CBR: What is the addressable market and hyper-converged market – is it about taking market share?
[In December IDC measured the hyperconverged market and said Nutanix had 52% market share]

DP: "Most of the time the addressable market and the TAM is a lagging indicator. Go back to 2004 and no-one would have guessed that VMware would have technology installed in 90% of machines installed in large enterprises. Same thing in 1999, you couldn’t believe that NetAPp would be in 70% of the enterprise storage market. Or back in 1996 that MS would be 40% of the data centre market.

It is a time and not a leading indicator. Look at SAAS in 2005. The incumbents would scoff at SAAS. Oracle and IBM would and say what cloud, we’ve been doing cloud for 20 years and its called on-demand business. So everything Salesforce says they do we can do also.

So, what makes a large TAM is the ambition of the vendors and innovators and pushing the envelope and use cases and workloads in vertical. Building solutions and talking a different language to the late majority other than the tech speak we speak to the early adopter geeks.

That shift will happen. But hyper-convergence could flatter to deceive if companies like us don’t keep pushing the envelope in workload terms and use cases and solutions.

It is a horizontal play. As long as the workloads are usable. We’re everywhere. As long as workloads are horizontal, we make a case for ease of use and time to market.

Virtualisation provided enough pain points that organisations had to learn the hard way that SANs are difficult and painful because we didn’t build infrastructure for virtualised workloads from the ground up. We tried to retrofit a SAN which was designed before the internet and use it for an extremely demanding and dynamic compute side of things because VMware made it that way.

See Next Page for details on growth plans

CBR: What is your relationship with the web scale players?
DP: We have 350 developers, 80% in San Jose, with others in Bangalore and Seattle. But what have we built? We are bringing web scale lessons learnt in Google, Facebook and Amazon and applying that to the enterprise.
Now, why does that require a lot of software engineering? You have to make sure that the apps of the enterprise don’t change. You have to make sure that VMware, Microsoft, Splunk, Avaya doesn’t change.
To build a software abstraction that is scale out – which is what the web scale guys do – to use a bunch of machines and to make it look like a single machine is a very difficult thing to do. To do that with the facade of a single system so for the rest of the system, VMware, HyperV etc is basically what we’ve done.

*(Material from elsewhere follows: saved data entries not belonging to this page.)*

Issue #1319, opened 2023-03-13
chore: Update `openmls_evercrypt` chain.


duesee:
```
$ cargo clippy
...
warning: the following packages contain code that will be rejected by a future version of Rust: nom v5.1.2
note: to see what the problems were, use the option `--future-incompat-report`, or run `cargo report future-incompatibilities --id 6`
Process finished with exit code 0
```

```
$ cargo tree
...
├── openmls_evercrypt v0.1.0 (/home/duesee/repos/cryspen/mls/openmls/evercrypt_backend)
│   ├── evercrypt v0.0.11
│   │   ├── evercrypt-sys v0.0.9
│   │   │   └── libc v0.2.139
│   │   │   [build-dependencies]
│   │   │   └── bindgen v0.58.1
│   │   │       ├── bitflags v1.3.2
│   │   │       ├── cexpr v0.4.0
│   │   │       │   └── nom v5.1.2
│   │   │       │       └── memchr v2.5.0
...
```

franziskuskiefer:
Evercrypt shold be replaced. See #1250.

Issue #1250, opened 2023-02-03
[Feature request] libcrux backend


franziskuskiefer:
Replace the evercrypt crypto backend with the libcrux crate from [cryspen/libcrux](https://github.com/cryspen/libcrux).

keks:
This is being worked in on https://github.com/openmls/openmls/pull/1490

PR #1490, opened 2024-02-05
Add provider backed by libcrux

keks:
This draft PR adds a provider backed by libcrux. Note that libcrux is not supported on all platforms at the moment, so the tests do not run everywhere.

Fixes https://github.com/openmls/openmls/issues/1319, https://github.com/openmls/openmls/issues/1250


keks:
The failing coverage build looks like [this issue](https://github.com/dalek-cryptography/curve25519-dalek/pull/619) and the spot fuzz fails to resolve `api.github.com`. I've restarted it, maybe it works this time.

libcrux_crypto/Cargo.toml
```diff
@@ -0,0 +1,14 @@
+[package]
+name = "openmls_libcrux_crypto"
+version = "0.1.0"
+edition = "2021"
```
kkohbrok, line 4: Could you add some metadata here (authors license, description, etc.) like we have in the other Cargo.tomls?

libcrux_crypto/Cargo.toml
```diff
@@ -0,0 +1,14 @@
...
+
+# See more keys and their definitions at https://doc.rust-lang.org/cargo/reference/manifest.html
```
kkohbrok, line 6: This line can probably go.

libcrux_crypto/Cargo.toml
```diff
@@ -0,0 +1,14 @@
...
+
+[dependencies]
+getrandom = "0.2.12"
+libcrux = { git = "https://github.com/cryspen/libcrux", features = ["rand"] }
```
kkohbrok, line 10: Any chance we can pin this on a version?

libcrux_crypto/src/crypto.rs
```diff
@@ -0,0 +1,578 @@
...
+use openmls_traits::crypto::OpenMlsCrypto;
+use openmls_traits::types::{
+    AeadType, Ciphersuite, CryptoError, ExporterSecret, HashType, HpkeAeadType, HpkeCiphertext,
+    HpkeConfig, HpkeKdfType, HpkeKemType, HpkeKeyPair, KemOutput, SignatureScheme,
+};
+
+use rand::CryptoRng;
+use tls_codec::SecretVLBytes;
+
+const MAX_DATA_LEN: usize = 0x10000000;
```
kkohbrok, line 14: Where is this number coming from? Could you add a code comment?

libcrux_crypto/src/crypto.rs
```diff
@@ -0,0 +1,578 @@
...
+    }
+
+    fn hpke_seal(
+        &self,
+        config: HpkeConfig,
+        pk_r: &[u8],
+        info: &[u8],
+        aad: &[u8],
+        ptxt: &[u8],
+    ) -> HpkeCiphertext {
```
kkohbrok, line 216: Would it make sense to patch the crypto provider trait to return a `Result` here? There are quite a few unwraps in this function.

libcrux_crypto/src/crypto.rs
```diff
@@ -0,0 +1,578 @@
...
+    ) -> Result<(KemOutput, ExporterSecret), CryptoError> {
+        let config = hpke_config(config);
+        let randomness = self
+            .drbg
+            .lock()
+            .map_err(|_| CryptoError::CryptoLibraryError)?
+            .generate_vec(libcrux::hpke::kem::Nsk(config.1))
+            .map_err(|_| CryptoError::CryptoLibraryError)?;
+
+        let pk_r = libcrux::hpke::kem::DeserializePublicKey(config.1, pk_r).unwrap();
```
kkohbrok, line 280: Can't this be turned into a `CryptoError`?

libcrux_crypto/src/crypto.rs
```diff
@@ -0,0 +1,578 @@
...
+
+const MAX_DATA_LEN: usize = 0x10000000;
+
+/// The libcrux-backed cryptography provider for OpenMLS
+pub struct CryptoProvider {
+    drbg: Mutex<Drbg>,
+}
+
+impl Default for CryptoProvider {
+    fn default() -> Self {
```
kkohbrok, line 22: Is it that important for the provider to implement `Default` given that there are two unwraps here?

libcrux_crypto/src/crypto.rs
```diff
@@ -0,0 +1,578 @@
...
+
+        libcrux::hpke::Context_Export(config, &ctx, exporter_context.to_vec(), exporter_length)
+            .map_err(|_| CryptoError::ExporterError)
+            .map(ExporterSecret::from)
+    }
+
+    fn derive_hpke_keypair(&self, config: HpkeConfig, ikm: &[u8]) -> HpkeKeyPair {
+        let config = hpke_config(config);
+        let HPKEConfig(_, alg, _, _) = config;
+        let (sk, pk) = hpke::kem::DeriveKeyPair(alg, ikm).unwrap(); // XXX return err
```
kkohbrok, line 312: ☝🏻

kkohbrok (changes requested):
Thanks for the PR! Generally looks good to me. Some comments inline and two observations:

- There is quite a lot of unwrapping going on that we are generally trying to avoid. I commented on some instances. I'm not sure how to handle the mutex access, but it might make sense to have an error for that as well.
- Libcrux doesn't support all OSs and architectures and some ciphersuites only if AES-NI is available. That's all fine, but we should probably document that somewhere. Maybe on the `CryptoProvider` struct? Or a page in the book?

libcrux_crypto/src/crypto.rs
keks: Don't we use default all over the tests in the OpenMLS tests? If we don't implement it, I don't think we would be able to run the tests against this provider.

kkohbrok: Fair enough, in which case the unwraps are okay, as long as the implementation is qualified with the right config flags.

libcrux_crypto/src/crypto.rs
keks: noticed that the existing provider does the same unwraps, and that it might have been better to do this in a separate PR, but now it's done

libcrux_crypto/src/crypto.rs
keks: I was sure I got that from the called code, but I couldn't find it. Reading the AEAD RFC told me that this number is different for each ciphersuite, so I just removed it and let libcrux take care of it. The errors will be less specific but such is life.

libcrux_crypto/Cargo.toml
keks: I pinned it to a commit; we don't have a recent release yet

keks:
Thanks! Regarding your two points: I removed all the unwraps except the ones in `default` and replaced them with errors. I also added a section in the book that mentions the limitations.

kkohbrok (approved):
Thanks for addressing my concerns! Let's get this in and then deal with the (potentially) panicking`Default` implementations in a follow-up.

PR #1654, opened 2024-09-06
Draft of Sans-IO style message processing API

kkohbrok:


openmls/src/group/mls_group/processing_state_machine.rs
```diff
@@ -0,0 +1,110 @@
...
+        group.process_authenticated_content(
+            crypto,
+            authenticated_content,
+            credential,
+            psks,
+            old_epoch_keypairs,
+            leaf_node_keypairs,
+        )
+    }
+}
```
raphaelrobert, line 110: Can we use some more expressive terms than `perform_io` and `PerformedIo`? E.g. `io_step` and `IoResult`? Or something more specific to the data being processed.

We have built all the goodness of EMC and Netapp into our software – all of it, plus more.
Any enterprise grade feature that you see in EMC or Netapp highest end arrays, we’ve brought them into pure software and made them work on multiple machines. So as opposed to a scale up Netapp or a scale up EMC VMAX. We have a scale out system. That has the same feature sets but the software makes it look like one system.
Now what’s the value. You can start small. You don’t have to speculate on capacity planning, you can pay as you grow. And the fabric keeps extending itself so you can realise cloud economics without having to buy expensive systems.

CBR: What are you doing in UK?
DP: We have a sales force in the UK and a lot of channel partners – Kelway is a big one for us and we have an OEM deal with Dell.
What are your growth expectations for 2015?

Everyone wants to look at the way Oracle or Salesforce grew – 100% YOY for five or six years. That’s what success really means. What we’ve done in three years of selling is also unprecendented. To keep our own bar will be difficult but it can be done.
We’re in act II of Nutanix. We built the data fabric and storage software. I think we have to build a platform out of Nutanix. That is not easy but we have to make the hypervisor the next commodity. Where our stuff runs on top of anything, HyperV, Vmware, ESX, KVM, and Amazon and Azure.

CBR: What’s your price model?
DP: If technology is to become mainstream it must commoditise. It is good enough it will be become the enemy of the great and that’s a good thing and then you dont’ have to evangelise as much. So commoditisation is actually a good thing. You have to educate less. But the downside is price erosion. We have a straight line to a billion dollars. But we have to be prepared for it.